Security and Compliance
- Lead the PCI DSS 4.0.1 remediation program, in partnership with the CTO, the engineering leads, and the Manos Group security team.
- Implement and maintain SBOMs and open-source license tracking across all repos.
- Tighten IAM, network segmentation, and audit logging across AWS. Make least privilege a default, not an aspiration.
- Coordinate third-party penetration tests and own the remediation work that comes out of them.
- Keep Vanta accurate and useful, not a check-the-box exercise.
Internal IT
- Own the day-to-day IT experience for the team - laptops, accounts, onboarding, offboarding, MFA, SSO, and the small things that compound into a good or bad working environment.
- Manage endpoint hygiene - device management, antivirus or EDR, patching, and a sane response to lost or compromised devices.
- Be the practical point person for vendor management on the IT side - licensing, renewals, and consolidation opportunities.
Working With Agentic AI
- Embrace and actively use agentic AI tools in your own work - infrastructure changes, pipeline maintenance, incident response, log analysis, and IT operations.
- Build agentic workflows that automate repetitive DevOps and IT work - alert triage, runbook execution, access provisioning, vulnerability triage, and routine support requests.
- Partner with the CTO and the broader Manos Group on cross-portfolio AI initiatives, and share what works back into the group.
Technical Range
- Fluent in Linux, networking fundamentals, and at least one scripting language used in anger (Python or shell, Node.js or PowerShell a bonus).
- Container experience - Docker, ECS, image hygiene, and an opinion about base images and patching.
- Database operations background sufficient to support engineering on MS SQL Server, MySQL, and Redis - backups, restores, performance triage, and migration support.
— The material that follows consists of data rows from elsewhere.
PR #727, opened 2019-01-29
Simplify shutdown by removing sendCh ref tracking

prashantv:
Previously, the sendCh was closed, we had to carefully track all
references to it, as any send to a closed channel would panic.

However, this was finally removed in #388:
https://github.com/uber/tchannel-go/pull/388/commits/93ef5c112c8b321367ae52d2bd79396e2e874f31

As mentioned in the change, we can simplify the shutdown path
as we no longer need to track references to sendCh. Caller can
attempt writes to sendCh, but those frames will not be sent
as they race with the close.

### DIFF
--- a/connection.go
+++ b/connection.go
@@ -24,7 +24,6 @@ import (
 	"errors"
 	"fmt"
 	"io"
-	"math"
 	"net"
 	"sync"
 	"time"
@@ -190,8 +189,6 @@ type Connection struct {
 	closeNetworkCalled atomic.Bool
 	// stoppedExchanges is atomically set when exchanges are stopped due to error.
 	stoppedExchanges atomic.Bool
-	// pendingMethods is the number of methods running that may block closing of sendCh.
-	pendingMethods atomic.Int64
 	// remotePeerAddress is used as a cache for remote peer address parsed into individual
 	// components that can be used to set peer tags on OpenTracing Span.
 	remotePeerAddress peerAddressComponents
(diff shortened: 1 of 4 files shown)


connection.go
```diff
@@ -740,30 +725,10 @@ func (c *Connection) updateLastActivity(frame *Frame) {
...
-}
-
-// pendingExchangeMethodDone should be deferred by a method called
-// pendingExchangeMessageAdd.
-func (c *Connection) pendingExchangeMethodDone() {
-	c.pendingMethods.Dec()
-}
-
-// closeSendCh waits till there are no other goroutines that may try to write
+// closeStopCh waits till there are no other goroutines that may try to write
```
witriew: This comment isn't entirely accurate anymore.

Can we also add that closing the `sendCh` is not needed and ref 93ef5c1 as well?

prashantv: Removed this method completely as it's pretty trivial now, and added comments to the only place this is used.

prashantv:
`stopExchanges` is weird right now, since it's a round-about way of closing the mex to avoid races with closing `sendCh` (that no longer happens).

I initially tried to clean that up here, but it has other impacts (some tests get different errors), so planning to clean that up as a separate followup.

connection.go
```diff
@@ -740,33 +725,6 @@ func (c *Connection) updateLastActivity(frame *Frame) {
...
-	// will ensure that if any other methods start that may add exchanges
-	// they will fail due to closed connection.
-	for !c.pendingMethods.CAS(0, math.MinInt32) {
-		time.Sleep(time.Millisecond)
-	}
-
-	close(c.stopCh)
-}
-
 // hasExchanges returns whether there's any pending inbound or outbound calls on this connection.
```
witriew: nit: `hasPendingCalls`

PR #772, opened 2020-03-19
Add options to allow overriding SendBufferSize pre process name prefix

fiibbb:
This adds the ability to override SendBufferSize per process name prefix. I'm using prefix instead of regex because prefix seem to be sufficient for most usecases and is significantly faster:

```
➜  regexp_test go test -v -bench=.
goos: darwin
goarch: amd64
pkg: github.com/fiibbb/regexp_test
BenchmarkRegex
BenchmarkRegex-12                5526828               208 ns/op               0 B/op          0 allocs/op
BenchmarkPrefix
BenchmarkPrefix-12              344802882                3.46 ns/op            0 B/op          0 allocs/op
BenchmarkSuffix
BenchmarkSuffix-12              369626205                3.21 ns/op            0 B/op          0 allocs/op
BenchmarkContains
BenchmarkContains-12            142756165                8.41 ns/op            0 B/op          0 allocs/op
PASS
ok      github.com/fiibbb/regexp_test   7.896s
```

### DIFF
--- a/connection.go
+++ b/connection.go
@@ -25,6 +25,7 @@ import (
 	"fmt"
 	"io"
 	"net"
+	"strings"
 	"sync"
 	"syscall"
 	"time"
@@ -48,9 +49,9 @@ const (
 	// is specified in the context.
 	DefaultConnectTimeout = 5 * time.Second
 
-	// defaultConnectionBufferSize is the default size for the connection's
-	// read and write channels.
-	defaultConnectionBufferSize = 512
+	// DefaultConnectionBufferSize is the default size for the connection's read
+	//and write channels.
+	DefaultConnectionBufferSize = 512
 )
 
 // PeerVersion contains version related information for a specific peer.
@@ -124,6 +125,13 @@ func (e errConnectionUnknownState) Error() string {
 	return fmt.Sprintf("connection is in unknown state: %v at %v", e.state, e.site)
 }
 
+// SendBufferSizeOverride is used for overriding per-process send buffer channel size for a
+// connection, using process name prefix matching.
+type SendBufferSizeOverride struct {
+	ProcessNamePrefix string
+	SendBufferSize    int
+}
+
 // ConnectionOptions are options that control the behavior of a Connection
 type ConnectionOptions struct {
 	// The frame pool, allowing better management of frame buffers. Defaults to using raw heap.
@@ -134,6 +142,10 @@ type ConnectionOptions struct {
 
 	// The size of send channel buffers. Defaults to 512.
 	SendBufferSize int
+
+	// Per-process name prefix override for SendBufferSize
+	// Note that order matters, if there are multiple matches, the first one is used.
+	SendBufferSizeOverrides []SendBufferSizeOverride
 
 	// The type of checksum to use when sending messages.
 	ChecksumType ChecksumType
@@ -258,10 +270,19 @@ func (co ConnectionOptions) withDefaults() ConnectionOptions {
 		co.FramePool = DefaultFramePool
 	}
 	if co.SendBufferSize <= 0 {
-		co.SendBufferSize = defaultConnectionBufferSize
+		co.SendBufferSize = DefaultConnectionBufferSize
 	}
 	co.HealthChecks = co.HealthChecks.withDefaults()
 	return co
+}
+
+func (co ConnectionOptions) getSendBufferSize(processName string) int {
+	for _, override := range co.SendBufferSizeOverrides {
+		if strings.HasPrefix(processName, override.ProcessNamePrefix) {
+			return override.SendBufferSize
+		}
+	}
+	return co.SendBufferSize
 }
 
 func (ch *Channel) setConnectionTosPriority(tosPriority tos.ToS, c net.Conn) error {
@@ -311,7 +332,7 @@ func (ch *Channel) newConnection(conn net.Conn, initialID uint32, outboundHP str
 		connDirection:      connDirection,
 		opts:               opts,
 		state:              connectionActive,
-		sendCh:             make(chan *Frame, opts.SendBufferSize),
+		sendCh:             make(chan *Frame, opts.getSendBufferSize(remotePeer.ProcessName)),
 		stopCh:             make(chan struct{}),
 		localPeerInfo:      peerInfo,
 		remotePeerInfo:     remotePeer,
--- a/connection_test.go
+++ b/connection_test.go
@@ -1260,6 +1260,66 @@ func TestLastActivityTimePings(t *testing.T) {
 	})
 }
 
+func TestSendBufferSize(t *testing.T) {
+	opts := testutils.NewOpts().SetSendBufferSize(512).SetSendBufferSizeOverrides([]SendBufferSizeOverride{
+		{"abc", 1024},
+		{"abcd", 2048}, // This should never match, since we match the list in order.
+		{"xyz", 3072},
+	})
+	tests := []struct {
+		processName          string
+		expectSendChCapacity int
+	}{
+		{
+			processName:          "abc",
+			expectSendChCapacity: 1024,
+		},
+		{
+			processName:          "abcd",
+			expectSendChCapacity: 1024,
+		},
+		{
+			processName:          "bcd",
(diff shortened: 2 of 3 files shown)


connection.go
```diff
@@ -302,6 +306,13 @@ func (ch *Channel) newConnection(conn net.Conn, initialID uint32, outboundHP str
 	log = log.WithFields(LogField{"connectionDirection", connDirection})
 	peerInfo := ch.PeerInfo()
 
+	sendBufferSize := opts.SendBufferSize
+	for processNamePrefix, override := range opts.SendBufferSizeOverrides {
```
prashantv: move this logic into a separate function (can be on the options type) that takes in the `remotePeer`, ideally this should just be `sendBufferSize := opts.GetSendBufferSize(remotePeer)` (and we could inline that into the `sendCh` constructor too)

connection_test.go
```diff
@@ -1260,6 +1260,44 @@ func TestLastActivityTimePings(t *testing.T) {
...
+		{
+			processName:          "abcd",
+			expectSendChCapacity: 1024,
+		},
+		{
+			processName:          "bcd",
+			expectSendChCapacity: 512,
+		},
+	}
+	for _, testCase := range tests {
```
prashantv: nit: for consistency, use `tt`

connection_test.go
```diff
@@ -1260,6 +1260,44 @@ func TestLastActivityTimePings(t *testing.T) {
...
+			expectSendChCapacity: 1024,
+		},
+		{
+			processName:          "abcd",
+			expectSendChCapacity: 1024,
+		},
+		{
+			processName:          "bcd",
+			expectSendChCapacity: 512,
+		},
```
prashantv: add test case where abc is the suffix, or is just a substring

connection.go
prashantv: Once you make it a function on the options, you can also write a unit test that is more functional (but still keep the end-to-end test with a couple of cases)

fiibbb: Not sure why `connection_test.go` belongs to a different package -- this means `GetSendBufferSize` has to be exported for unit tests. Feels cleaner unit tests is a small gain compared to adding the downside of unnecessary public API? (But yea pulled the logic into its own function.

connection.go
```diff
@@ -135,6 +136,9 @@ type ConnectionOptions struct {
 	// The size of send channel buffers. Defaults to 512.
 	SendBufferSize int
 
+	// Per-process name prefix override for SendBufferSize
+	SendBufferSizeOverrides map[string]int
```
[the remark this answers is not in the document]
fiibbb: Yea this had to be done not just for readability but also functionality. Order matters in this case so map is a bad idea.

connection.go
prashantv: Separate package is used for the end-to-end test helpers (`testutils` package has helpers for creating channels and test verification, which we are used by all subpackages, but we don't want to export as part of this package's API)

If you want unit tests, you can use `connection_internal_test.go` which is in the same package for "internal" test that need access to the unexported API.

connection_test.go
```diff
@@ -1260,6 +1260,64 @@ func TestLastActivityTimePings(t *testing.T) {
 	})
 }
 
+func TestSendBufferSize(t *testing.T) {
+	opts := testutils.NewOpts().SetSendBufferSize(512).SetSendBufferSizeOverrides([]SendBufferSizeOverride{
+		{"abc", 1024},
+		{"abcd", 2048},
```
prashantv: add a comment that this will never match, since we look for matches in order

connection_test.go
```diff
@@ -1260,6 +1260,64 @@ func TestLastActivityTimePings(t *testing.T) {
...
+		},
+		{
+			processName:          "abcde",
+			expectSendChCapacity: 1024,
+		},
+		{
+			processName:          "xyzabc",
+			expectSendChCapacity: 3072,
+		},
+	}
```
prashantv: nit: suggest a blank line after `}` to separate the test data from the run logic

connection_test.go
```diff
@@ -1260,6 +1260,64 @@ func TestLastActivityTimePings(t *testing.T) {
...
+	for _, tt := range tests {
```
prashantv: use `t.Run` to name each test case

connection_test.go
```diff
@@ -1260,6 +1260,64 @@ func TestLastActivityTimePings(t *testing.T) {
...
+		testutils.WithTestServer(t, opts.NoRelay(), func(tb testing.TB, ts *testutils.TestServer) {
```
prashantv: you have `NoRelay` here. Can you move it up to the top where opts is declared, and add a comment about why we use `NoRelay`, e.g., `// Relay requires test logic to fork when checking incoming connections` or something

You do not need to be a DBA, but you should not be afraid of one.
- Observability and monitoring experience - CloudWatch is the starting point; experience with an APM (Datadog, New Relic, Dynatrace, Honeycomb, or similar) is valuable.
- Cloudflare or equivalent CDN / WAF experience.
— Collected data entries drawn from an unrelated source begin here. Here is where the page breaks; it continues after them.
PR #776, opened 2020-05-14
relay: Limit connection timeouts to avoid stalls

prashantv:
Ref T5890079

If we need to connect in the relay path, we're basically stalling the
connection (all calls on the connection will be backed up behind the
connection). If a call has a large timeout (e.g., 5 seconds), and the
backend is unavailable, leading to a timeout, then all calls behind will
likely be timed out by the time we've started processing them.

Limit the connection timeout to a shorter value than the call timeout
since connection time is known at the infrastructural layer.

### DIFF
--- a/peer.go
+++ b/peer.go
@@ -419,7 +419,7 @@ func (p *Peer) GetConnection(ctx context.Context) (*Connection, error) {
 
 // getConnectionRelay gets a connection, and uses the given timeout to lazily
 // create a context if a new connection is required.
-func (p *Peer) getConnectionRelay(timeout time.Duration) (*Connection, error) {
+func (p *Peer) getConnectionRelay(callTimeout, relayMaxConnTimeout time.Duration) (*Connection, error) {
 	if conn, ok := p.getActiveConn(); ok {
 		return conn, nil
 	}
@@ -431,6 +431,12 @@ func (p *Peer) getConnectionRelay(timeout time.Duration) (*Connection, error) {
 	// Check active connections again in case someone else got ahead of us.
 	if activeConn, ok := p.getActiveConn(); ok {
 		return activeConn, nil
+	}
+
+	// Use the lower timeout value of the call timeout and the relay connection timeout.
+	timeout := callTimeout
+	if timeout > relayMaxConnTimeout && relayMaxConnTimeout > 0 {
+		timeout = relayMaxConnTimeout
 	}
 
 	// When the relay creates outbound connections, we don't want those services
--- a/relay.go
+++ b/relay.go
@@ -362,7 +362,6 @@ func (r *Relayer) getDestination(f lazyCallReq, call RelayCall) (*Connection, bo
 		return nil, false, errBadRelayHost
 	}
 
-	// TODO: Should connections use the call timeout? Or a separate timeout?
 	remoteConn, err := peer.getConnectionRelay(f.TTL(), r.maxConnTimeout)
 	if err != nil {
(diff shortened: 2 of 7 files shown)


relay.go
```diff
@@ -361,7 +363,7 @@ func (r *Relayer) getDestination(f lazyCallReq, call RelayCall) (*Connection, bo
 	}
 
 	// TODO: Should connections use the call timeout? Or a separate timeout?
```
cinchurge, line 365: should this comment be removed?

relay.go
```diff
@@ -169,8 +169,9 @@ const (
 
 // A Relayer forwards frames.
 type Relayer struct {
-	relayHost  RelayHost
-	maxTimeout time.Duration
+	relayHost      RelayHost
+	maxTimeout     time.Duration
+	maxConnTimeout time.Duration
```
witriew, line 174: Should this be exposed for introspection as well?

peer.go
```diff
@@ -433,6 +433,12 @@ func (p *Peer) getConnectionRelay(timeout time.Duration) (*Connection, error) {
 		return activeConn, nil
 	}
 
+	// Use the lower timeout value of the call timeout and the relay connection timeout.
+	timeout := callTimeout
+	if timeout > relayMaxConnTimeout && relayMaxConnTimeout > 0 {
+		timeout = relayMaxConnTimeout
+	}
```
witriew, line 440: This looks like it gets plumbed through by `NewContextBuilder` as the context's timeout, but `NewContextBuilder` seems to support a `ConnectTimeout`, which is used by `Connect`.

How do those differ for this situation? Don't we want to use `ConnectTimeout` for this case?

relay.go
prashantv: Good point, added introspection.

peer.go
prashantv: Good digging, the `ConnectTimeout` is intended for calls where you want to limit how long is spent connecting. E.g., I may have a call that has a 5 second timeout, but I only want 1 second spent connecting (so there's enough time to try on a different peer).

The `Connect` logic prefers to use the `ConnectTimeout` is specified, but otherwise, falls back to the context timeout:
https://github.com/uber/tchannel-go/blob/dev/channel.go#L563

In our case, since we're creating the context purely for the connection timeout, there's no need to specify the `ConnectTimeout` (since it'll fallback to the context timeout).

witriew: I think this makes sense - this makes it so that the relay connection fails faster with `timeout` than it normally would?

witriew:
> Ref T5890079

Do we care if we include internal references? It's internal, so it doesn't really matter, just wondering.

peer.go
prashantv: The `ConnectTimeout` is useful for standard non-relay clients (e.g., `client.CallMethod(ctx, ...)` where the method may need more time separate to connects). If you don't specify it, the `ctx` timeout is used. In this case, setting `ConnectTimeout` wouldn't have any impact, since the only purpose of the `ctx` created below is for the connect timeout.

The `ConnectTimeout` is an advanced option that makes sense for normal clients, but in the relay code path, when we create a context purely for connections, it doesn't make sense to use.

prashantv:
> > Ref T5890079
> 
> Do we care if we include internal references? It's internal, so it doesn't really matter, just wondering.

I think with other OSS repos (E.g., YARPC and Fx) we started using task IDs even if they were internal,. Since there's no harm, thought it'd be useful for us to start doing too.

PR #783, opened 2020-07-23
echung/add arg2 append

cinchurge:


relay/relay.go
```diff
@@ -56,6 +56,8 @@ type CallFrame interface {
 	// of TChannel-Thrift Arg Scheme. If no iterator is available, return
 	// io.EOF.
 	Arg2Iterator() (arg2.KeyValIterator, error)
+	// Arg2Append appends a key/val pair to arg2
+	Arg2Append(key, val []byte) error
```
prashantv, line 60: As we discussed offline, this API may be limiting if we ever want to add more than one header(without the performance impact of moving arg3 around for each key/value we had), or for other types of modifications we want.

it also may not work well with the spill-over of arg3 into a new frame

relay_messages.go
```diff
@@ -228,6 +238,40 @@ func (f lazyCallReq) Arg2Iterator() (arg2.KeyValIterator, error) {
 	return arg2.NewKeyValIterator(f.Payload[f.arg2StartOffset:f.arg2EndOffset])
 }
 
+func (f *lazyCallReq) Arg2Append(key, val []byte) error {
+	arg3 := bufPool.Get().(*bytes.Buffer)
+	arg3.Write(f.Payload[f.arg2EndOffset:])
```
prashantv, line 243: the `Payload` field is confusing as it ends up being the whole 64kb - header, even in the case that the payload is actually smaller than 64kb. You probably want `SizedPayload()` to get just the parts of the frame that are "set"

(unfortunate API)

relay_messages.go
```diff
@@ -228,6 +238,40 @@ func (f lazyCallReq) Arg2Iterator() (arg2.KeyValIterator, error) {
...
+	}
+
+	delta := bufPool.Get().(*bytes.Buffer)
+	writeDataToBuffer(key, delta)
+	writeDataToBuffer(val, delta)
+	f.Payload = append(f.Payload[:f.arg2EndOffset], delta.Bytes()...)
+	f.arg2EndOffset += deltaLen
+
+	arg2PairCount := int(binary.BigEndian.Uint16(arg2Payload[0:2]))
+	binary.BigEndian.PutUint16(arg2Payload[0:2], uint16(arg2PairCount+1))
```
prashantv, line 260: So arg2 modification requires the following
 * Update the actual "arg2" which is what this is doing, which is relevant to the Thrift-specific encoding. (Note, we should only ever modify arg2 in this way when format or "as" header == thrift)
 * Update the length of arg2 (which is 2 bytes before arg2 starts)
 * Move arg3
 * Update the size of the frame (as it has likely gotten larger)
 * Update the checksum

cinchurge:
abandoning since the root cause is fixed in #788

PR #784, opened 2020-07-27
Add tests for validating arg2 appending

prashantv:
Related to #783


prashantv:
Split out changes into multiple PRs, #797, #798, and #799 which have all landed.

PR #786, opened 2020-07-30
relay: Report bytes sent/received via Call

prashantv:
Ref T6369485

Track the number of bytes sent/received on a per-call basis by
reporting the frame sizes in the relay path.

For a call, the flow is:

```
   S1 (caller)            S2 (callee)
  ------------------------------------
   Relay(callReq)
                     ->   Receive(callReq)

                          // Request sent to backend, receive response.

                          Relay(callRes)
   Receive(callRes)  <-
```

We could track outbound frames either at caller.Relay or callee.Receive
Inbound frames could similary by tracked in either callee.Relay or
caller.Receive.

If we track metrics only at the caller (Relay and Receive), we can
end up missing frames that are received, but dropped because the call
has timed out.

Instead, we choose to always track metrics in Relay, but we need to take
into account whether it's a request or response frame to determine
whether these are received or sent bytes.

We also need the call to be tracked as part of the relayItem on both
the caller and callee side, as we emit metrics from both sides.

This is not going to be 100% accurate, as there are other paths were
frames may be dropped (E.g., sendCh queue full), but this should work
well for the majority of use-cases.

### DIFF
--- a/relay.go
+++ b/relay.go
@@ -82,6 +82,14 @@ func newRelayItems(logger Logger) *relayItems {
 	}
 }
 
+func (ri *relayItem) reportRelayBytes(fType frameType, frameSize uint16) {
+	if fType == requestFrame {
+		ri.call.SentBytes(frameSize)
+	} else {
+		ri.call.ReceivedBytes(frameSize)
+	}
+}
+
 // Count returns the number of non-tombstone items in the relay.
 func (r *relayItems) Count() int {
 	r.RLock()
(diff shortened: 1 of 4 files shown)


prashantv:
> This seems like it'd be complicated, but should there be additional testing/validation at the call level to make sure that the number of bytes sent/received are what's expected?

Discussed offline, we're comparing the metrics to the payload size (+- 1kb) so that should cover the required validation.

- Hands-on use of modern AI coding and ops tools - Claude Code, Cursor, GitHub Copilot, MCP based agents, or similar - in your own day-to-day work.
Operating Style
- Owner, not coordinator. You take problems end to end, including the unglamorous parts.
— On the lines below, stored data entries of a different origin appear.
PR #787, opened 2020-07-31
Fix goroutine leak in TestLargeTimeoutsAreClamped

cinchurge:
`t.Fatal()` from failures in `TestLargeTimeoutsAreClamped` caused the test to exit without cleanup. Do `assert.Fail()` and `return` instead so we don't trigger the goroutine detector (which is super noisy).

### DIFF
--- a/relay_test.go
+++ b/relay_test.go
@@ -385,7 +385,8 @@ func TestLargeTimeoutsAreClamped(t *testing.T) {
 
 		select {
 		case <-time.After(testutils.Timeout(10 * clampTTL)):
-			t.Fatal("Failed to clamp timeout.")
+			assert.Fail(t, "Failed to clamp timeout.")
+			return
 		case <-done:
 		}
 	})


prashantv:
If I understand correctly, the goal of this change is to avoid a goroutine leak on failures, so the goroutine leak detector doesn't print a lot of noise.

The leak detector is only supposed to run on success though, and a quick test showed that it isn't printing a lot of noise in the failure case:
```
# make a change to force the test to fail
$ git diff                                                                                                                                                                                                                                                                 
diff --git a/relay_test.go b/relay_test.go
index de52b84..d847030 100644
--- a/relay_test.go
+++ b/relay_test.go
@@ -384,6 +384,8 @@ func TestLargeTimeoutsAreClamped(t *testing.T) {
                        close(done)
                }()

+               t.Fatal("test")
+
                select {
                case <-time.After(testutils.Timeout(10 * clampTTL)):
                        t.Fatal("Failed to clamp timeout.")
$ go test -v -run TestLargeTimeoutsAreClamped
=== RUN   TestLargeTimeoutsAreClamped
=== RUN   TestLargeTimeoutsAreClamped/with_relay
    TestLargeTimeoutsAreClamped/with_relay: relay_test.go:387: test
=== RUN   TestLargeTimeoutsAreClamped/with_relay_and_timer_verification
    TestLargeTimeoutsAreClamped/with_relay_and_timer_verification: relay_test.go:387: test
--- FAIL: TestLargeTimeoutsAreClamped (0.00s)
    --- FAIL: TestLargeTimeoutsAreClamped/with_relay (0.00s)
    --- FAIL: TestLargeTimeoutsAreClamped/with_relay_and_timer_verification (0.00s)
FAIL
exit status 1
FAIL    github.com/uber/tchannel-go     0.004s
```

cinchurge:
> The leak detector is only supposed to run on success though, and a quick test showed that it isn't printing a lot of noise in the failure case:

it happens with `make test`, but not with `go test`:
```
$ make test
...
=== RUN   TestRelayConcurrentCalls/with_relay
    TestRelayConcurrentCalls/with_relay: test_server.go:420: found unexpected goroutines:
        [Goroutine 4985 in state IO wait, with internal/poll.runtime_pollWait on top of the stack:
        goroutine 4985 [IO wait]:
        internal/poll.runtime_pollWait(0x5119d28, 0x72, 0x0)
        	/usr/local/Cellar/go/1.14.3/libexec/src/runtime/netpoll.go:203 +0x55
        internal/poll.(*pollDesc).wait(0xc000cbe098, 0x72, 0x0, 0x0, 0x1849370)
        	/usr/local/Cellar/go/1.14.3/libexec/src/internal/poll/fd_poll_runtime.go:87 +0xe4
        internal/poll.(*pollDesc).waitRead(...)
        	/usr/local/Cellar/go/1.14.3/libexec/src/internal/poll/fd_poll_runtime.go:92
        internal/poll.(*FD).Accept(0xc000cbe080, 0x0, 0x0, 0x0, 0x0, 0x0, 0x0, 0x0)
        	/usr/local/Cellar/go/1.14.3/libexec/src/internal/poll/fd_unix.go:384 +0x2c9
        net.(*netFD).accept(0xc000cbe080, 0x1087ca7, 0x1087ca7, 0x100a280)
        	/usr/local/Cellar/go/1.14.3/libexec/src/net/fd_unix.go:238 +0x56
        net.(*TCPListener).accept(0xc000d88d20, 0x10ac45c, 0x10ddb5f, 0xc000a709a0)
        	/usr/local/Cellar/go/1.14.3/libexec/src/net/tcpsock_posix.go:139 +0x50
        net.(*TCPListener).Accept(0xc000d88d20, 0x1945e80, 0xc0004d4028, 0x0, 0x0)
        	/usr/local/Cellar/go/1.14.3/libexec/src/net/tcpsock.go:261 +0x50
...
```

cinchurge:
abandoning since root cause if fixed in #788

PR #791, opened 2020-08-04
Enable arg2 appends in the relayer

cinchurge:


cinchurge:
abandoned in favor of #794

- Calm under pressure. Incidents, audits, and migrations are part of the job - they should not be a personality test. Honest about trade-offs. You do not oversell quick wins and you do not hide the cost of doing things properly.
- Communicates well with engineers, executives, auditors, and end users. The IT side of the job requires patience and clarity.
- Bias to automate. If you have done it three times, the fourth time should be a script, a workflow, or an agent.
Desired Candidate Profile
5+ years in a hands-on DevOps, SRE, or platform engineering role, with at least 2 years as the senior or lead DevOps person on a meaningful production environment.
- Direct, hands-on AWS experience across the services in scope - EC2, ECS, Lambda, RDS (SQL Server and MySQL), ElastiCache, SQS, IAM, VPC, CloudWatch. Multi-region experience is a plus.
- Strong Terraform background. You have written and maintained real IaC, not just inherited it.
- GitHub Actions experience at depth - reusable workflows, matrix builds, environments, OIDC to cloud, and the kind of pipeline design that scales beyond a single team.
- Practical security background. You have led or materially contributed to PCI DSS, SOC 2, or equivalent remediation work, and you can read a SAST or dependency report and prioritise it sensibly.